This post will be a kind of a scratchpad where I try to draw and describe the goal and the steps necessary to build a data driven visualization web app. I have in mind two completely unrelated datasets, but datasets that I am kind of comfortable with which I feel is important.

Building a Data Driven Visualization Web App

This post will be a kind of a scratchpad where I try to draw and describe the goal and the steps necessary to build a data driven visualization web app. I have in mind two completely unrelated datasets, but datasets that I am kind of comfortable with which I feel is important.

The first one is a dataset of NBA players and statistics and the second one would be the Foreign Trade data of some countries. In this post I will focus on the NBA dataset.

Let me quickly describe what I have in mind. I want to be able to quickly compare 2 or 3 or 4 players - I guess I'll figure out the best number - visually with their key stats: points per game, assists, rebounds, shooting percentage and so on.

I will start by examining the available data from various sources, namely the NBA website and figuring ways to scrape the data periodically or on demand into a database, SQL or NoSQL. The second phase, once we establish what kind of data is available, will be to draw or sketch (by hand!) the necessary charts: bar charts, scatter plots, maybe some custom chart. We'll figure what goes best, trying as much as possible to stay within the recommendations and style guides of a few selected books that I will duly cite in the post(s).

Finally, the tech stack! I have recently discovered that there is a brand new way of implementing D3.js visualizations by "enclosing" the data visualization into a React app. While the process isn't straightforward and there are important decisions to be made, the benefits seem to be overwhelming, especially when it comes to implementing interactivity. React hooks provide a clean and neat mechanism for loading, selecting and filtering data, while D3.js provides it's own toolset of visualizations, DOM manipulations and effects. As we will see later, and I will provide a couple of really cool and informative videos, the path should be interesting and there will be numerous decisions to be made along the way. React and D3 have a fair overlapping when it comes to managing the elements on the page and I will try to use them in a way that optimizes clarity and development time.

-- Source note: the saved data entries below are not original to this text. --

PR #2237, opened 2026-08-19
feat(@inquirer/password): add ctrl+space toggle to reveal password

### LINKED ISSUE #1330: Feature request idea(input): toggle the transform function when CTRL+SPACE is clicked

manrods:
Closes #1330. Supersedes #1334 (stalled/outdated — different codebase since then, so this is a fresh implementation rather than a rebase of it).

## What this does

Adds an opt-in `allowShowPassword` config option to `@inquirer/password`. When enabled, pressing `ctrl+space` temporarily reveals the typed value in plaintext; pressing it again re-masks it. A themed help tip (`(ctrl+space to show)` / `(ctrl+space to hide)`) is appended to the prompt so the shortcut is discoverable without reading docs. Default is `false`, so existing behavior/snapshots are unchanged for everyone who doesn't opt in.

## Addressing the three concerns from the issue thread

1. **Discoverability** — reuses the existing help-tip mechanism (the same one that already renders `[input is masked]`) to show a live, state-aware hint (`show` vs `hide`) next to the prompt whenever the feature is enabled.
2. **Common/standard shortcut** — I looked for prior art before picking one: GUI password fields (browsers, password managers, OS credential prompts) universally use a mouse-driven eye icon, not a keyboard shortcut; TUI/CLI prompt libraries I checked (bubbletea/huh, survey, promptui, gocui) don't expose a runtime reveal toggle at all — echo mode is fixed at construction. So there doesn't appear to be an existing convention to defer to. I went with `ctrl+space` because it's mnemonic (space already means "toggle" elsewhere, e.g. checkbox), doesn't collide with the shell's `ctrl+r` reverse-search or the emacs-keybinding set this repo already supports, and matches what #1334 originally proposed — happy to bikeshed this further if you have a preference.
3. **Opt-in** — off by default via `allowShowPassword`; when unset, the keypress handler doesn't register the toggle at all and no hint is rendered, so behavior for existing consumers is 100% unchanged.

## Caveat worth flagging

Some terminal emulators/OSes intercept `ctrl+space` for IME/input-source switching (notably on macOS and some Linux DEs) before it reaches the process. This is documented in the README as a best-effort limitation — masking still works normally, the reveal shortcut just won't fire in that terminal.

## What changed

- `packages/password/src/index.ts` — `allowShowPassword` config, `revealed` state, `ctrl+space` handling via `@inquirer/core`'s `isSpaceKey`, render changes for both the `mask` and no-`mask` paths, no plaintext/tip leak once the prompt is `done`.
- `packages/password/README.md` — documents the new option, the theming hook (`showHideTip`), and the terminal-compatibility caveat.
- `packages/password/password.test.ts` — new cases: off-by-default no-op, reveal/hide toggling for both `mask: true` and no-`mask`, no leak past submission, and no interference with the existing `validate` flow.

## Test plan

- [x] `yarn vitest --run packages/password` — 10/10 passing
- [x] `yarn pretest` (tsc + oxlint + oxfmt + eslint) — clean
- [x] `yarn test` (full unit + integration suite) — 394 passing / 1 skipped, 0 failing
- [ ] Manual verification of `ctrl+space` delivery across real terminals (xterm, iTerm2/Terminal.app, Windows Terminal) — not yet done on my end; flagging in case you or another reviewer can confirm on a platform I don't have handy.

### DIFF
--- a/packages/password/src/index.ts
+++ b/packages/password/src/index.ts
@@ -10,33 +10,41 @@ import {
 } from '@inquirer/core';
 import { cursorHide } from '@inquirer/ansi';
 import type { PartialDeep } from '@inquirer/type';
+import { styleText } from 'node:util';
 
 type PasswordTheme = {
   style: {
     maskedText: string;
+    keysHelpTip: (keys: [key: string, action: string][]) => string | undefined;
   };
 };
 
 const passwordTheme: PasswordTheme = {
   style: {
     maskedText: '[input is masked]',
+    keysHelpTip: (keys: [string, string][]) =>
+      keys
+        .map(([key, action]) => `${styleText('bold', key)} ${styleText('dim', action)}`)
+        .join(styleText('dim', ' • ')),
   },
 };
 
 type PasswordConfig = {
   message: string;
   mask?: boolean | string;
+  toggleMask?: boolean;
   validate?: (value: string) => boolean | string | Promise<string | boolean>;
   theme?: PartialDeep<Theme<PasswordTheme>>;
 };
 
 export default createPrompt<string, PasswordConfig>((config, done) => {
-  const { validate = () => true } = config;
+  const { toggleMask = true, validate = () => true } = config;
   const theme = makeTheme<PasswordTheme>(passwordTheme, config.theme);
 
   const [status, setStatus] = useState<Status>('idle');
   const [errorMsg, setError] = useState<string>();
   const [value, setValue] = useState<string>('');
+  const [revealed, setRevealed] = useState(false);
 
   const prefix = usePrefix({ status, theme });
 
@@ -61,6 +69,8 @@ export default createPrompt<string, PasswordConfig>((config, done) => {
         setError(isValid || 'You must provide a valid value');
         setStatus('idle');
       }
+    } else if (toggleMask && key.ctrl && key.name === 't') {
+      setRevealed((prev) => !prev);
     } else {
       setValue(rl.line);
       setError(undefined);
@@ -69,23 +79,33 @@ export default createPrompt<string, PasswordConfig>((config, done) => {
 
   const message = theme.style.message(config.message, status);
 
+  const showPlaintext = toggleMask && revealed && status === 'idle';
+
   let formattedValue = '';
-  let helpTip;
-  if (config.mask) {
+  if (showPlaintext) {
+    formattedValue = value;
+  } else if (config.mask) {
     const maskChar = typeof config.mask === 'string' ? config.mask : '*';
     formattedValue = maskChar.repeat(value.length);
   } else if (status !== 'done') {
-    helpTip = `${theme.style.help(theme.style.maskedText)}${cursorHide}`;
+    formattedValue = theme.style.help(theme.style.maskedText);
   }
 
   if (status === 'done') {
     formattedValue = theme.style.answer(formattedValue);
+  } else if (!config.mask) {
+    formattedValue += cursorHide;
   }
 
-  let error = '';
-  if (errorMsg) {
-    error = theme.style.error(errorMsg);
-  }
+  const content = [prefix, message, formattedValue].filter(Boolean).join(' ');
+  const bottomContent = [
+    errorMsg ? theme.style.error(errorMsg) : '',
+    toggleMask && status === 'idle'
+      ? theme.style.keysHelpTip([['ctrl+t', 'toggle visibility']])
+      : '',
+  ]
+    .filter(Boolean)
+    .join('\n');
 
-  return [[prefix, message, config.mask ? formattedValue : helpTip].join(' '), error];
+  return [content, bottomContent];
 });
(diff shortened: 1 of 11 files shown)


packages/password/src/index.ts
```diff
@@ -14,18 +15,22 @@ import type { PartialDeep } from '@inquirer/type';
...
     maskedText: string;
+    showHideTip: (visible: boolean) => string;
   };
 };
 
 const passwordTheme: PasswordTheme = {
   style: {
     maskedText: '[input is masked]',
+    showHideTip: (visible: boolean) =>
+      visible ? '(ctrl+space to hide)' : '(ctrl+space to show)',
```
SBoudrias: We should display keyboard commands in the bottom line and style it like we do other prompts. See `checkbox` for a more complex example.

packages/password/src/index.ts
```diff
@@ -14,18 +15,22 @@ import type { PartialDeep } from '@inquirer/type';
...
   },
 };
 
 type PasswordConfig = {
   message: string;
   mask?: boolean | string;
+  allowShowPassword?: boolean;
```
SBoudrias: We should have a default for this value; IMO we can safely default it to `true`.

packages/password/src/index.ts
```diff
@@ -69,23 +80,31 @@ export default createPrompt<string, PasswordConfig>((config, done) => {
...
   }
 
-  let error = '';
-  if (errorMsg) {
-    error = theme.style.error(errorMsg);
-  }
+  const content = [prefix, message, formattedValue].filter(Boolean).join(' ');
+  const helpLine =
+    allowShowPassword && status === 'idle'
+      ? theme.style.keysHelpTip([['ctrl+space', showPlaintext ? 'hide' : 'show']])
```
SBoudrias: We'll need the labels to be i18n-able.

packages/password/src/index.ts
```diff
@@ -69,23 +80,31 @@ export default createPrompt<string, PasswordConfig>((config, done) => {
...
   let formattedValue = '';
-  let helpTip;
   if (config.mask) {
     const maskChar = typeof config.mask === 'string' ? config.mask : '*';
-    formattedValue = maskChar.repeat(value.length);
+    formattedValue = showPlaintext ? value : maskChar.repeat(value.length);
   } else if (status !== 'done') {
-    helpTip = `${theme.style.help(theme.style.maskedText)}${cursorHide}`;
+    formattedValue = showPlaintext ? value : theme.style.help(theme.style.maskedText);
   }
```
SBoudrias: This should start from `if (showPlaintext)` in its own condition, then `else if` blocks for the other 2 conditions.

packages/password/src/index.ts
```diff
@@ -4,39 +4,48 @@ import {
...
+      keys
+        .map(([key, action]) => `${styleText('bold', key)} ${styleText('dim', action)}`)
+        .join(styleText('dim', ' • ')),
   },
 };
 
 type PasswordConfig = {
   message: string;
   mask?: boolean | string;
+  allowShowPassword?: boolean;
```
SBoudrias: Let's rename this option to `toggleMask`. IMO it's clearer about what the user gets (a toggle over the existing mask), it's short and idiomatic, and it sidesteps the "allow" permission framing entirely. We'll also want the theming hook name to be aligned; so let's rename `showHideTip` → `toggleMaskTip` (or maybe `maskToggleTip`?)

SBoudrias:
Following up on the shortcut — let's swap `ctrl+space` for `ctrl+t` before merge.

**Why `ctrl+space` is risky:**
- On macOS and many Linux DEs (IBus, Fcitx), `ctrl+space` is bound to IME / input-source switching, so the keypress never reaches the process — exactly the terminal caveat you already flagged in the README.
- Even when it does arrive, terminals encode `ctrl+space` as the NUL byte (indistinguishable from `ctrl+@` / `ctrl+2`), so detection is fragile across emulators.

**Why `ctrl+t`:**
- Not intercepted by any OS-level shortcut on macOS, Linux, or Windows — it arrives as a clean `ctrl+t` keypress everywhere.
- Mnemonic: **T**oggle.
- No collision with Inquirer's existing keybindings (emacs `ctrl+p`/`ctrl+n`, vim `hjkl`, enter/tab/backspace/space).

With the key change, update the help tip label to `(ctrl+t toggle visibility)`

SBoudrias:
Thanks!!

As far as the backend is concerned, the scraped NBA data has to go somewhere and there we face several choices:

  • a simple CSV or JSON file that would contain all the scraped data and could be parsed directly from D3.js
  • a CSV file turned into an API using something like FastAPI (ultra hip python REST framework)
  • a plain old SQL database, I'm thinking sqlite
  • a mongodb instance with json output

Since I will definitely need to do some querying, i.e. pull the dataset regarding only a single player or three players in order to compare them visually, I will need some kind of API that will enable me to do so. I want to try the minimal resistance path and try to get something up and running as fast as possible, so I will probably start with a static CSV or JSON file and later figure a way to serve the data in a smarter way.